* **EXERCISE OBJECTIVE**: I'd like every record given again exactly, please.

::: INPUT DATA

PR #1448, opened 2025-06-11
DOP-5639 ⚡ Graciously handles L1 and L2s for 404 custom pages

caesarbell:
### Stories/Links:

DOP-5639

### Current Behavior:

### Staging Links:

### Notes:

* Provides a 404 custom page for handling non-existent routes
* Checks if the Unified TOC is in dev mode to enforces client-side routing to properly show the custom 404 page for preview deploys
* Refactors to use the already preexisting isActiveTocNode utility
* Introduces a hijacking method to allow is active styling for the TOC nodes
* Some refactoring with setting the initial state for `showDriverBackBtn`, `currentL1` and `currentL2s`. We are no longer initially setting the state from the computed results, but rather doing that from within the `useEffect` allowing us to properly wait on the completion of the tree processing.
* Passes the `pathPrefix` to the `isActiveTocNode` method that is called within the unified TOC 

### README updates


biancalaube (changes requested):
Hi Caeser, great work! I tested locally and it works great :) my one concern that on the netlify previews if you click on 'database tools' it's not opening the second panel / L2s which i think we want it to do that for the A/C of this ticket ([link here for example](https://deploy-preview-1448--docs-frontend-stg.netlify.app/docs/database-tools/)). Im not exactly sure what the solution is but i think the `currentL2s` variable in `UnifiedSidenav.js` would need to be changed a bit.

src/utils/is-active-toc-node.js
```diff
@@ -1,14 +1,19 @@
 import { isCurrentPage } from './is-current-page';
+import { isUnifiedTocActive } from './is-unified-toc-active';
+
 /*
   Provided a current page slug, a slug, and a list of node children, returns
   true if either the given slug matches the current page slug or one of its children
   has a slug matching the given page slug, and false otherwise.
 */
-export const isActiveTocNode = (currentUrl, slug, children) => {
+export const isActiveTocNode = (currentUrl, slug, children, pathPrefix) => {
```
biancalaube, line 9: NiT: Should this change be behind the unified toc feature flag? Since I think this is a function we use in the main branch currently. However not sure if we need it but wanted to point that out.

biancalaube (approved):
LGTM! Tested locally and in netlify previews

I left a small NiT but these are non-blocking.

One more comment that I have, should we add a comment or some documentation somewhere that in your .env files locally to add the variable `GATSBY_UNIFIED_TOC_DEV_MODE=true` . And once we are moving for writers to test it we will need to add this variable somewhere in netlify for deploy previews but not for preprd and prd builds. Again not apart of this ticket per say but either create a new ticket or just a comment/documentation to remind us to do this for the future.

src/utils/is-active-toc-node.js
caesarbell: @biancalaube good call out, we could, and it would just give us an extra layer of protection. With that said it is still is behind a flag which is used inside the `isUnifiedTocActive` i.e., `isUnifiedTOCInDevMode`. 

But I will push up the change to put this behind the unified feature flag.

::::::

* **WRITTEN RESPONSE**:
PR #1448, opened 2025-06-11
DOP-5639 ⚡ Graciously handles L1 and L2s for 404 custom pages

caesarbell:
### Stories/Links:

DOP-5639

### Current Behavior:

### Staging Links:

### Notes:

* Provides a 404 custom page for handling non-existent routes
* Checks if the Unified TOC is in dev mode to enforces client-side routing to properly show the custom 404 page for preview deploys
* Refactors to use the already preexisting isActiveTocNode utility
* Introduces a hijacking method to allow is active styling for the TOC nodes
* Some refactoring with setting the initial state for `showDriverBackBtn`, `currentL1` and `currentL2s`. We are no longer initially setting the state from the computed results, but rather doing that from within the `useEffect` allowing us to properly wait on the completion of the tree processing.
* Passes the `pathPrefix` to the `isActiveTocNode` method that is called within the unified TOC 

### README updates


biancalaube (changes requested):
Hi Caeser, great work! I tested locally and it works great :) my one concern that on the netlify previews if you click on 'database tools' it's not opening the second panel / L2s which i think we want it to do that for the A/C of this ticket ([link here for example](https://deploy-preview-1448--docs-frontend-stg.netlify.app/docs/database-tools/)). Im not exactly sure what the solution is but i think the `currentL2s` variable in `UnifiedSidenav.js` would need to be changed a bit.

src/utils/is-active-toc-node.js
```diff
@@ -1,14 +1,19 @@
 import { isCurrentPage } from './is-current-page';
+import { isUnifiedTocActive } from './is-unified-toc-active';
+
 /*
   Provided a current page slug, a slug, and a list of node children, returns
   true if either the given slug matches the current page slug or one of its children
   has a slug matching the given page slug, and false otherwise.
 */
-export const isActiveTocNode = (currentUrl, slug, children) => {
+export const isActiveTocNode = (currentUrl, slug, children, pathPrefix) => {
```
biancalaube, line 9: NiT: Should this change be behind the unified toc feature flag? Since I think this is a function we use in the main branch currently. However not sure if we need it but wanted to point that out.

biancalaube (approved):
LGTM! Tested locally and in netlify previews

I left a small NiT but these are non-blocking.

One more comment that I have, should we add a comment or some documentation somewhere that in your .env files locally to add the variable `GATSBY_UNIFIED_TOC_DEV_MODE=true` . And once we are moving for writers to test it we will need to add this variable somewhere in netlify for deploy previews but not for preprd and prd builds. Again not apart of this ticket per say but either create a new ticket or just a comment/documentation to remind us to do this for the future.

src/utils/is-active-toc-node.js
caesarbell: @biancalaube good call out, we could, and it would just give us an extra layer of protection. With that said it is still is behind a flag which is used inside the `isUnifiedTocActive` i.e., `isUnifiedTOCInDevMode`. 

But I will push up the change to put this behind the unified feature flag.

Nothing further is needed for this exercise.